Standard convertion for UNICODE symbols

Jun 9, 2011 at 9:30am
Hi

I am pretty new to C++. I am working a program that will eventually do some type of text conversion of a UNICODE text file.

My question is this in ASCII if declare a Char as follows :
char Symbol;

Symbol = 33;
cout << Symbol << endl;

It would display ! on the screen.

Is there a way to do the same, but for unicode. Example

char Symbol;

Symbol = U+003E;
cout << Symbol << endl;

hoping to display = onto the screen.

The aim would be to eventually loop trough all 95156 unicode symbols to automatically either create a text file with a switch statement or to save them in a table to reference what conversion should happen.

Thanks for all the help in advance.
Last edited on Jun 9, 2011 at 10:54am
Jun 9, 2011 at 10:11am
wchar_t symbol = L'!';
Jun 9, 2011 at 10:17am
First of all,
a text file with my switch statement
Don't.
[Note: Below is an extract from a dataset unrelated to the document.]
PR #2252, opened 2022-09-15
Superadmin dash and basic landing page management

idreyn:
This PR is in service of the new landing page, which is shaping up nicely. It makes these additions:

Use a lookup table.
Second, a char is not suitable for storing Unicode characters.
Third, "U+003E" is just a fancy way of saying 62. If you simply assign 62 to an integer, it'll have the same effect. Since it's just notation, 0x3E means the same.
Finally,
The aim would be to eventually loop trough all 95156 unicode symbols to automatically
You can't create a useful lookup table using a fully automatic method. What code page are you trying to convert?
Last edited on Jun 9, 2011 at 10:17am
Jun 9, 2011 at 11:35am
Hi thanks for the replys.

kbw suggested:

wchar_t symbol = L'!';

but it seems to only yield the corresponding integer value of the character between the apostrophes.

helios :

I agree with you on the fact that what I am trying to do may not be optimized, but at the moment I am trying to get a "prove of concept". I am not sure what
What code page are you trying to convert?
your are talking about, but my end goal is to try and do a text compression on Unicode text file( new idée I think might work).

lastly I might be miss interpreting how to use the code kbw suggested, but if I enter
wchar_t symbol = 33;
and then
cout << symbol << endl;
It will only display 33. If I replace 33 with L'33' it displays 51.

Thanks again for all the replies

regards Overklog
Jun 9, 2011 at 12:15pm
text compression on Unicode text
What exactly do you need a table for, then?
What type of "conversion" are you trying to accomplish?
Last edited on Jun 9, 2011 at 12:18pm
Topic archived. No new replies allowed.